One of the key differences between WebVH and blockchain-based registries is how objects are resolved. With WebVH:

DID Resolution: Your WebVH DID (e.g., did:webvh:{SCID}:sandbox.bcvh.vonx.io:default:my-issuer) is resolved via HTTP by fetching https://{domain}/{namespace}/{identifier}/did.json or https://{domain}/{namespace}/{identifier}/did.jsonl
Resource Resolution: AnonCreds objects (schemas, credential definitions) are published as Attested Resources and can be resolved using the resource ID (e.g., did:webvh:{SCID}:.../resources/{digest}) by fetching from the WebVH server.
Witness Attestation: The witness service signs DID creation and updates, providing cryptographic attestation without requiring blockchain consensus.
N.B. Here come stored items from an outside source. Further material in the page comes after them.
PR #527, opened 2024-06-03
Allow specifying Git clone depth on `kerl build git ...`

### LINKED ISSUE #447: support clone with depth 1
most of the time, when we build from a repo that we don't need to clone all history of this repo, this repo is temporary, hence we could clone it only with depth 1 to speed up 
bildo
with depth 1, the size can reduce to half

paulo-ferraz-oliveira:
# Description

... via `KERL_GIT_CLONE_DEPTH`, as documented in the README

We want splitting to occur, thus the ShellCheck disable directive

Closes #447.

- [ ] I have performed a self-review of my changes
- [ ] I have read and understood the [contributing guidelines](/kerl/kerl/blob/main/CONTRIBUTING.md)

### DIFF
--- a/README.md
+++ b/README.md
@@ -489,6 +489,13 @@ Available variables:
 
 The format of the prompt section to add.
 
+#### `KERL_GIT_CLONE_DEPTH`
+
+Default: `not set`
+Value passed to `git clone --depth=` when using `kerl build git ...`.
+
+**Note**: this doesn't always result in smaller clones.
+
 ### Installation configuration
 
 #### `KERL_DEFAULT_INSTALL_DIR`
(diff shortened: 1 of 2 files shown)


paulo-ferraz-oliveira:
@jadeallenx, I didn't add tests as this seems fairly innocuous (and if the current tests pass, it should indicate the current behaviour is kept - at least nothing's breaking with the new option), but lemme know if you'd prefer some.

jadeallenx (approved):

jadeallenx:
Looks good, thanks!

paulo-ferraz-oliveira:

PR #528, opened 2024-06-12
On macOS, use OpenSSL 1.1 if Erlang/OTP is pre-25.1, and OpenSSL 3.0 otherwise

### LINKED ISSUE #472: OpenSSL proposed as 1.1, on macOS with Homebrew installed

Not a "problem" but something to think about...

At the moment, if the consumer doesn't specify OpenSSL (e.g. `--with-ssl`), we try to guess it using Homebrew (macOS builds)...

```sh
        if ! echo "$KERL_CONFIGURE_OPTIONS" | \grep 'with-ssl' >/dev/null 2>&1; then
            whichbrew=$(command -v brew)
            if [ -n "$whichbrew" ] && [ -x "$whichbrew" ]; then
                brew_prefix=$(brew --prefix openssl@1.1)
                if [ -n "$brew_prefix" ] && [ -d "$brew_prefix" ]; then
                    KERL_CONFIGURE_OPTIONS="$KERL_CONFIGURE_OPTIONS "--with-ssl=$brew_prefix
                fi
            fi
        fi
```

We seem to have version 1.1 hardcoded, but Erlang/OTP is OpenSSL 3.0 -compatible since at least 25.1...

Adding info. to the README regarding what versions of OpenSSL Erlang/OTP supports (maybe there's a list out there somewhere, that we could use).

paulo-ferraz-oliveira:
# Description

Since Erlang/OTP 25.1, OpenSSL 3.0 is supported. We can leverage that for the default `build` behaviour, even if you can override it via a config. option.

Closes #472.

There's already a bit, in CI, that tests SSL, via `erl -s crypto -s init stop`.
At the same time, CI's not running for pre 25.1 (**edit**: since 25.0 is inside our chosen 25-27 range, I'm specifically adding 25.0 to CI - even if we decide to remove it before merge), so we can just "trust" that part of the code.

## Further considerations

Here's CI showing it:

* choosing OpenSSL 1.1 for Erlang/OTP 25.0: https://github.com/kerl/kerl/actions/runs/9490113882/job/26152873359?pr=528#step:6:1439
* choosing OpenSSL 3.0 for Erlang/OTP 25.3: https://github.com/kerl/kerl/actions/runs/9490113882/job/26152873809?pr=528#step:6:1485

The main difference between the current implementation and the previous one is that we're "forcing" 3.0 for 25.1+, which would before be forced as 1.1; this means that users that don't have 3.0 installed via brew will get a warning about it.

### DIFF
--- a/.github/workflows/ci.yml
+++ b/.github/workflows/ci.yml
@@ -30,7 +30,7 @@ jobs:
             /bin/bash -c "$(curl -fsSL \
               https://raw.githubusercontent.com/Homebrew/install/HEAD/install.sh)"
             HOMEBREW_NO_INSTALLED_DEPENDENTS_CHECK=yes \
-              brew install automake wxwidgets fish shellcheck shfmt coreutils
+              brew install automake wxwidgets fish shellcheck shfmt coreutils openssl@3.0
           else
             sudo sed -i 's/azure\.//' /etc/apt/sources.list # Reduces chance of time-outs
             sudo apt-get update -y
--- a/.github/workflows/ci.yml
+++ b/.github/workflows/ci.yml
@@ -21,7 +21,7 @@ jobs:
     strategy:
       fail-fast: false
       matrix:
-        otp_vsn: [25, 26, 27, master]
+        otp_vsn: ['25.0', '25', '26', '27', 'master']
         os: [ubuntu-22.04, macos-13]
     steps:
       - name: Update env.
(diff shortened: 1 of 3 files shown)


jadeallenx (approved):
This is great, thanks!

paulo-ferraz-oliveira:
Thank you. Squashing and merging.

paulo-ferraz-oliveira:

PR #532, opened 2024-06-25
Fix warning

t-hg:
# Description

Fixes the following warning:

```shell
WARNING: [packages] Probe failed for g++ (distro: fedora): probe "rpm -q "g++"" returned 1
```

As it can be seen "g++" is only an alias for "gcc-c++":

```shell
sudo dnf install g++
Last metadata expiration check: 3:38:57 ago on Tue 25 Jun 2024 11:09:27 CEST.
Package gcc-c++-14.1.1-6.fc40.x86_64 is already installed.
Dependencies resolved.
Nothing to do.
Complete!
```

- [x] I have performed a self-review of my changes
- [ ] I have read and understood the [contributing guidelines](/kerl/kerl/blob/main/CONTRIBUTING.md)
   **No**, because link is broken

PR #534, opened 2024-06-25
Have shared code reusable (on the package warning list)

paulo-ferraz-oliveira:
# Description

After I merged #532, I got to thinking that we'd done what I did now, before, but for Debian. So I repeat it for "a little less maintenance".


jadeallenx (approved):

paulo-ferraz-oliveira:

PR #535, opened 2024-06-26
Fix kerl path in activate script generation

ruilapa:
# Description

OTP activate script can point to a non existent kerl.

Example scenarios:
- OTP built on a different path/system
- brew kerl path changed

Closes #&lt;issue&gt;.

- [X] I have performed a self-review of my changes
- [X] I have read and understood the [contributing guidelines](/kerl/kerl/blob/master/CONTRIBUTING.md)

### DIFF
--- a/kerl
+++ b/kerl
@@ -1334,7 +1334,7 @@ if type kerl_deactivate 2>/dev/null | \grep -qw function; then
     kerl_deactivate
 fi
 
-_KERL=$(command -v kerl)
+_KERL=\$(command -v kerl)
 if [ -n "\$_KERL" ]; then
     _KERL_VERSION=\$(\$_KERL version)
 fi
@@ -1596,7 +1596,7 @@ if ( \$status == 0 ) then
     kerl_deactivate
 endif
 
-set _KERL = $(command -v kerl)
+set _KERL = \$(command -v kerl)
 
 if ( "\$_KERL" != "" ) then
   set _KERL_VERSION = \`\$_KERL version\`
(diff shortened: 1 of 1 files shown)


paulo-ferraz-oliveira:
Look, it's @ruilapa (@jadeallenx, we used to work together before 😄)

Lemme look at this.

paulo-ferraz-oliveira (approved):
Change is reasonable. If this passes CI (which tests the activation scripts) it'll get merged.

paulo-ferraz-oliveira:
My Bash fails me, it seems. You can emit the activation scripts with [`emit-activate`](https://github.com/kerl/kerl?tab=readme-ov-file#emit-activate) and then check/lint the result to make sure what you fixed is actually what you need fixed (remember this is not the activation script itself; this is running in the context of writing another script from a script).

paulo-ferraz-oliveira (changes requested):
CI's failing...

paulo-ferraz-oliveira:
Actually, what is possible you might also do is emit the activation script and replace with the previous one. Also, to be complete, the same change should be done to all activation scripts: `bash`, `csh`, and `fish`.

paulo-ferraz-oliveira:
Re-running CI... there's lint issues: https://github.com/kerl/kerl/actions/runs/9700785319/job/26779695039?pr=535

paulo-ferraz-oliveira:
This breaks CI and no update was proposed. Closing... feel free to re-open if you have an alternative. Thanks.

PR #537, opened 2024-06-26
Force `CI` env. variable even if not set by GitHub Actions

paulo-ferraz-oliveira:
# Description

It's a fairly common practice (that the CI environment sets this variable), and we're taking advantage of it in `kerl`'s code, but it seems GitHub Actions might not always honor this "tradition", so we force it. I'm doing this to help in debugging https://github.com/kerl/kerl/pull/535, because I see CI, fail but no message ~, when we should at least see "Colorization disabled as 'tput' (via 'ncurses') seems to be unavailable." issued from `kerl` itself~ (read the code wrong, it's a `-z` there).

### DIFF
--- a/.github/workflows/ci.yml
+++ b/.github/workflows/ci.yml
@@ -14,6 +14,7 @@ concurrency:
 env:
   ERLC_USE_SERVER: true
   KERL_DEBUG: 'yes'
+  CI: true
 jobs:
   ci:
     name: CI OTP ${{matrix.otp_vsn}}, on ${{matrix.os}}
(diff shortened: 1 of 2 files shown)


paulo-ferraz-oliveira:
Let's wait on this one, I'm not convinced I'm reading the error wrong. We're doing `echo "$match"`, line 2539, which means we get a path, but then the `activate` script fails, which is why we have `exit code 1`.

paulo-ferraz-oliveira:
Nah, `CI` is always set to `true`, as per https://docs.github.com/en/actions/learn-github-actions/variables. And now we have a reference. For the issue in the other pull request I'm gonna try to understand it using a local Ubuntu container.

PR #539, opened 2024-07-03
fix: kerl upgrade always upgrading

### LINKED ISSUE #538: kerl upgrade always upgrading
#### The bug

`kerl upgrade` is always triggering an  upgrade, regardless of the current version.

#### Software versions

* Operating System: macOS 13.5
* `kerl`: 4.1.1

#### How to replicate

1. run `kerl upgrade`
2. run `kerl upgrade` again

#### Expected behaviour

At least the second step shouldn't trigger an upgrade.

#### Additional context

This is happening because the local version isn't properly placed. This was introduced in [8c3c7a31490678b88810d75368c7ad7782c604f](https://github.com/kerl/kerl/commit/f8c3c7a31490678b88810d75368c7ad7782c604f) when the output  of `kerl version` (and the other commands) was being sent to stderr, making the assignment `version=$(kerl version)` to be empty.

In https://github.com/Alberdi/kerl/commit/a3a1ef671188db155aa6b523e093d81f508ec1c2 I've tried a solution that seems to work, and I could create a PR or iterate over it (with my limited shell skills). I'm not sure if changing the `tip` call to an `echo` is the proper solution, but that would also help with external integrations that might want to parse the kerl version number.

Alberdi:
# Description

I've noticed that calling `kerl upgrade` was always triggering an upgrade because the local version wasn't being properly set. This was introduced in f8c3c7a31490678b88810d75368c7ad7782c604f when the output of `kerl version` (and the other commands) was being sent to stderr, making the assignment `version=$(kerl version)` to be empty.

I'm not sure if changing the `tip` call to an `echo` is the proper solution, but this would also help with external integrations that might also want to parse the kerl version number, and that's what the included test is testing.

Closes #538.

### DIFF
--- a/.github/workflows/ci.yml
+++ b/.github/workflows/ci.yml
@@ -132,6 +132,8 @@ jobs:
         run: tests/activate_test.fish $_KERL_REL $_KERL_VSN $(./kerl path install_"$_KERL_VSN")
       - name: Test activate/cleanup (csh)
         run: tests/activate_test.csh $_KERL_REL $_KERL_VSN $(./kerl path install_"$_KERL_VSN")
+      - name: Test version parse (sh/bash)
+        run: tests/version_parse_test.sh
       - name: Delete installation
         run: ./kerl delete installation $(./kerl path install_"$_KERL_VSN")
       - name: Delete build
--- a/kerl
+++ b/kerl
@@ -2330,7 +2330,7 @@ version)
         usage_exit "version"
     fi
 
-    tip "$KERL_VERSION"
+    echo "$KERL_VERSION"
     ;;
 build)
     if [ "$2" = 'git' ]; then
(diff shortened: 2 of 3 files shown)


paulo-ferraz-oliveira:
Tests are failing. It's possible you either have to:

1. change the path to `kerl`, or
2. activate `kerl`, or
3. rely on another step's output to call `kerl` from the correct place

Alberdi:
> Tests are failing. It's possible you either have to:
> 
> 1. change the path to `kerl`, or
> 2. activate `kerl`, or
> 3. rely on another step's output to call `kerl` from the correct place

I see, sorry about that. I'll review this and also the listing step.

paulo-ferraz-oliveira:
No worries. That's what CI's there for 😄 The change is sane, though, and after CI's ✅ I'll test it locally and then eventually squash+merge+release.

paulo-ferraz-oliveira:

paulo-ferraz-oliveira:
Thanks for this, @Alberdi.

PR #552, opened 2024-12-30
on OpenBSD we need gtar instead of tar

DavidAlphaFox:
# Description
On OpenBSD, the `tar` command is different with GNU/Linux's `tar`. So there is a command under `/usr/local/bin` named `gtar`。The `gtar` command can work with well with the given parameters in the `kerl`.
So I add a  `case` statement to test the `KERL_SYSTEM` variable to decide which 'tar' program should be used. 

Closes #&lt;issue&gt;.

### DIFF
--- a/kerl
+++ b/kerl
@@ -468,8 +468,14 @@ _curl() {
 
 unpack() {
     # $1: <file> to extract to current directory
-
-    tar -x --no-same-owner --no-same-permissions -zf "$1"
+    case "$KERL_SYSTEM" in
+	OpenBSD)
+    	gtar -x --no-same-owner --no-same-permissions -zf "$1"
+	;;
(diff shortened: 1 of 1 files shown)


paulo-ferraz-oliveira:
👋 are these commands to not be compatible? If it's `gtar`'s goal to be `tar`-compatible, for example, you could further reduce your code by just having the executable be the variable element; otherwise I think it's Ok as-is.

jadeallenx:
Quibbles:

1. Don't the other BSDs need gtar too?
2. I'd prefer all of the operating system configuration happen in the block [here](https://github.com/kerl/kerl/blob/master/kerl#L307-L318) with all of the other differences between GNU style systems and BSDs

PR #566, opened 2026-02-28
Fix MANPATH assignment in kerl script

### LINKED ISSUE #498: `activate` breaks `man` for non-OTP man pages

schnef:
If `MANPATH` is empty, man will look in the standard location `/usr/shar/man/...` In the script `activate`, if `MANPATH` is empty, `MANPATH` is set to `_KERL_MANPATH_REMOVABLE` which sets `MANPATH` to non-empty and that's why `man` wont find the man pages anymore. By adding a single `:` to the end of the `MANPATH` when it is empty will add an empty path and fix the problem.

# Description

Added empty paths to `MANPATH` if `MANPATH` is empty to start with and is replaced by `_KERL_MANPATH_REMOVABLE`

Closes #498.

### DIFF
--- a/kerl
+++ b/kerl
@@ -1404,10 +1404,10 @@ if [ -n "\${MANPATH+x}" ]; then
     if [ -n "\$MANPATH" ]; then
         MANPATH="\${_KERL_MANPATH_REMOVABLE}:\$MANPATH"
     else
-        MANPATH="\${_KERL_MANPATH_REMOVABLE}"
+        MANPATH="\${_KERL_MANPATH_REMOVABLE}:"
     fi
 else
-    MANPATH="\${_KERL_MANPATH_REMOVABLE}"
+    MANPATH="\${_KERL_MANPATH_REMOVABLE}:"
     add_cleanup "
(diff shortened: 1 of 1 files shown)


paulo-ferraz-oliveira:
Thanks. When CI's Ok, I'll merge and release.

PR #889, opened 2026-05-09
additions to make PortE work on ch32v307VCT6

JKTsDoodles:
These additions were necessary to make the function funGpioInitAll() and funDigitalWrite() to work as expected for PortE on a board with a ch32v307VCT6. I've tested funDigitalWrite() for each pin on port E and verified the expected operation in hardware with a scope.


cnlohr:
Looks reasonable to me, any chance I could get a gander by @monte-monte in case they know of any chips where the port E bit would break something on some chips.

monte-monte:
PE port bit is only absent in v103, it is *reserved* there. But I think writing it shouldn't cause a problem (it is described as RO in the datasheet).

PR #890, opened 2026-05-13
Add SH1106 display mode to ssh1306.h

monte-monte:
This adds a missing mode for 1.5 inch SH1106 128x64 oled displays. It fixes offset setting for SH1107 display driver part of the code.


cnlohr:
Looks good to me!

PR #893, opened 2026-05-27
Optimize MakeGDBPrintText by caching strlen result

rozanlaudzai:
In `minichlink/microgdbstub.h`, `strlen(msg)` was being evaluated on every iteration of the loop.

By caching the length in `msg_len` at the start of the function, we reduce the time complexity of `MakeGDBPrintText` from O(N^2) to O(N).

### DIFF
--- a/minichlink/microgdbstub.h
+++ b/minichlink/microgdbstub.h
@@ -186,13 +186,14 @@ void SendReplyFull( const char * replyMessage )
 }
 
 void MakeGDBPrintText(const char* msg) {
+	size_t msg_len = strlen(msg);
 	// ASCII to hex conversion doubles size, plus 'O', plus NUL
-	size_t buf_len = 2 * strlen(msg) + 2;
+	size_t buf_len = 2 * msg_len + 2;
 	char* buf = alloca(buf_len);
 	memset(buf, 0, buf_len);
 	buf[0] = 'O'; // for "Output"
 	char* target = buf + 1; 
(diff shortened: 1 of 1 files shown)


cnlohr:
Such a strange PR.  I've been getting a deluge of PRs from AI agents about really dumb things, and this one almost fell through the cracks.

But this is legit.  Thanks for finding this.

Nable80:
IMHO, if there's a non-zero chance for a possible situation when some compiler won't optimize this classical construction on its own, I guess it makes sense to replace ``memset(buf, 0, buf_len);`` with a single write too, e.g. ``buf[buf_len - 1] = '\0';``

As someone who wrote too much code in assembly, I'd even prefer to rewrite it like that:
```c
	buf[0] = 'O'; // for "Output"
	char* target = buf + 1;
	for( size_t i = 0; i < msg_len; i++ ) {
		*target++ = ToHEXNibble((msg[i] & 0xf0u) >> 4u);
		*target++ = ToHEXNibble(msg[i] & 0x0fu);
	}
	*target = '\0';    
```
or even:
```c
	char* target = buf;
	*target++ = 'O'; // for "Output"
	for( size_t i = 0; i < msg_len; i++ ) {
		*target++ = ToHEXNibble((msg[i] & 0xf0u) >> 4u);
		*target++ = ToHEXNibble(msg[i] & 0x0fu);
	}
	*target = '\0';    
```

There's no chance for vectorization here anyway, so this dependency between two lines shouldn't hurt.

PR #895, opened 2026-05-30
fix -Wunused-parameter warnings

20dka:
fixes for `[-Wunused-parameter]`

### DIFF
--- a/ch32fun/ch32fun.c
+++ b/ch32fun/ch32fun.c
@@ -1451,6 +1451,7 @@ void handle_reset( void )
 
 __attribute__ ((naked)) int setjmp( jmp_buf env )
 {
+	(void)env;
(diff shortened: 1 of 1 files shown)


maxgerhardt:
This reminds me that the asm implementation doesn't seem to be LTO safe, just like I discovered it with a bug in https://github.com/Community-PIO-CH32V/framework-wch-noneos-sdk/issues/14. Surpressing the warning about the unused parameter is the wrong way, it needs to be referenced in the assembly to make sure the first parameter is absolutely in the expected a0 register.

cnlohr:
We talked about this on-call.  I think @20dka is going to be tweaking this.

cnlohr:
@maxgerhardt do you mind looking into this so we  can close this out?

PR #899, opened 2026-06-01
Fix flash size in gdb. Add a warning for ch570 ISP

### LINKED ISSUE #879: Bug Report: GDB Memory Map Unit Mismatch (Flash size in KB vs Bytes) on CH32V003
### **1. The Problem (Symptom)**
When using the latest `ch32fun` (master branch) with a CH32V003, the `next` and `step` commands fail immediately upon starting a debug session. GDB reports that it cannot access memory at the current PC, even though the address is valid Flash memory. This effectively prevents source-level stepping in modern GDB clients.

**Test Code used for reproduction:**
```c
#include "ch32fun.h"
#define TIME_DELAY_MS 100

void GPIO_PC4_Init() {
    RCC->APB2PCENR |= RCC_APB2Periph_GPIOC;
    GPIOC->CFGLR &= ~( 0xf << ( 4 * 4 ) ); 
    GPIOC->CFGLR |= ( 0x1 ) << ( 4 * 4 ); 
}

int main() {
    SystemInit();
    GPIO_PC4_Init(); // <--- GDB fails here during 'next'
    while ( 1 ) {
        GPIOC->BSHR = ( 1 << 4 );
        Delay_Ms( TIME_DELAY_MS );
        GPIOC->BSHR = ( 1 << 20 );
        Delay_Ms( TIME_DELAY_MS );
    }
}
```

**GDB Error Output:**
```text
Breakpoint 1, main () at blink_raw.c:18
18         SystemInit();
(gdb) next
Cannot access memory at address 0x20c6
```

---

### **2. Investigation (The GDB Trace)**
By enabling remote debugging logs (`set debug remote 1`), we identified that the GDB server (via `microgdbstub`) is misreporting the chip's memory boundaries during the initial XML handshake.

**Observed GDB Packet:**
```text
[remote] Sending packet: $qXfer:memory-map:read::0,1000#ab
[remote] Packet received: l<?xml version="1.0"?>...
<memory type="flash" start="0x00000000" length="0x10">
```
The server reports `length="0x10"` (16 bytes). Modern GDB clients (tested with GDB 12.1+ on Ubuntu 22.04) strictly enforce this map. Because the Program Counter `0x20c6` is significantly outside that 16-byte range, GDB assumes the address is invalid/unmapped and aborts the command without attempting to query the hardware.

---

### **3. Root Cause**
There appears to be a unit mismatch or a variable truncation occurring during the toolchain's initialization. While `chips.c` correctly defines the CH32V003 flash size in bytes:

```c
// chips.c
.flash_size = 16*1024, // 16384 bytes
```

The value that eventually reaches the `InternalState` (`iss`) used by the GDB stub is being treated as if it were in Kilobytes (value `16`). When this value is formatted into the XML string using `%x`, it results in the `0x10` (16 byte) limit seen by GDB.

**File:** `microgdbstub.h`
**Line:** ~307
```c
// Current logic: iss->flash_size is passed directly. 
// If the value is 16, GDB interprets this as 16 bytes.
snprintf( map, mslen, MICROGDBSTUB_MEMORY_MAP, iss->flash_size, iss->sector_size, iss->ram_size );
```

---

### **4. The Solution**
Ensuring the values are explicitly scaled to bytes before the XML generation resolves the issue. After applying the following fix and rebuilding `minichlink`, GDB correctly receives `length="0x4000"` (16,384 bytes) and debugging functions normally.

**Corrected Line:**
```c
snprintf( map, mslen, MICROGDBSTUB_MEMORY_MAP, iss->flash_size * 1024, iss->sector_size, iss->ram_size );
```
*(Note: If `iss->flash_size` is intended to be in bytes globally, a deeper investigation into why it is being truncated to 16 for the V003 may be required.)*

---

Given the transition to the new multi-chip architecture, I suggest a broader check of the `InternalState` struct initialization. It seems the abstraction between the `RiscVChip_s` definitions and the GDB stub may have introduced a "KB vs Bytes" inconsistency. A deeper audit would ensure that larger chips (V203, V307) do not suffer similar boundary truncation on strict GDB clients.

Finally, I want to say a huge thank you for your time and dedication to maintaining `ch32fun`. It is an incredible project that has made RISC-V development accessible to so many of us. I hope you find this report helpful, and if you have the time, I'd appreciate a quick investigation to ensure this unit mismatch hasn't crept into other parts of the new toolchain architecture. Thanks again for all the hard work!

monte-monte:
- Fixes https://github.com/cnlohr/ch32fun/issues/879
- Added a warning when trying to flash ch570/2 in ISP mode, but when read protection is disabled.
- Bumped exe and *version*


monte-monte:
Please don't merge, found one more bug.

cnlohr:
will not merge

monte-monte:
Added fixes for rv003usb bootloader. That affect the new v006 bootloader. It now disables interrupts befure writing flash and reenables them before exiting function.
Fixed and simplified the logic of selecting the size of the buffer/id of HID.

minichlink/pgm-b003fun.c
```diff
@@ -146,16 +146,42 @@ static const unsigned char run_app_blob[] = {
...
+// 	0x33, 0x86, 0x55, 0x00, 0xb7, 0x06, 0x09, 0x00, 0xd4, 0xc3, 0x94, 0x41,
+// 	0x54, 0x47, 0x94, 0xc1, 0xb7, 0x06, 0x05, 0x00, 0xd4, 0xc3, 0x94, 0x41,
+// 	0x91, 0x05, 0x11, 0x07, 0xe3, 0xc8, 0xc5, 0xfe, 0xb7, 0x06, 0x01, 0x00,
+// 	0x93, 0x86, 0x06, 0x04, 0xd4, 0xc3, 0x83, 0xa6, 0xc5, 0xff, 0xe3, 0xc9,
+// 	0x65, 0xfc, 0xfd, 0x56, 0x14, 0xc1, 0x82, 0x80
+// };
+
+// Interrupts disabled, no FLASH->ADDR loads
 unsigned char write_block_bin[] = {
-	0x13, 0x07, 0x45, 0x05, 0x0c, 0x43, 0x5c, 0x43, 0x83, 0x12, 0x87, 0x00,
```
cnlohr, line 150: Please include the assembly in a comment from whence this is generated.

emolitor:
Just noting ❤️ for this as I was banging my head on the CH570 until I noticed this caught my exact issue. 🤦  Thank you!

You can explore WebVH resolution by: - Viewing your DID document: https://sandbox.bcvh.vonx.io/{namespace}/{identifier}/did.json - Inspecting published resources via the WebVH server API - Understanding how wallets resolve your DID to find schemas and credential definitions

What's Next: Experiment With an Issuer Web App¶

If you are challenged to use Traction or ACA-Py to become an issuer, you will likely be building API calls into your Line of Business web application. To get an idea of what that will entail, we're delighted to direct you to a very simple Web App that one of your predecessors on this same journey created (and contributed!) to learn more about using the Traction OpenAPI in a very simple Web App. Checkout this Traction Issuance Demo and try it out yourself, with your Sandbox tenant. Once you review the code, you should have an excellent idea of how you can add these same capabilities to your line of business application.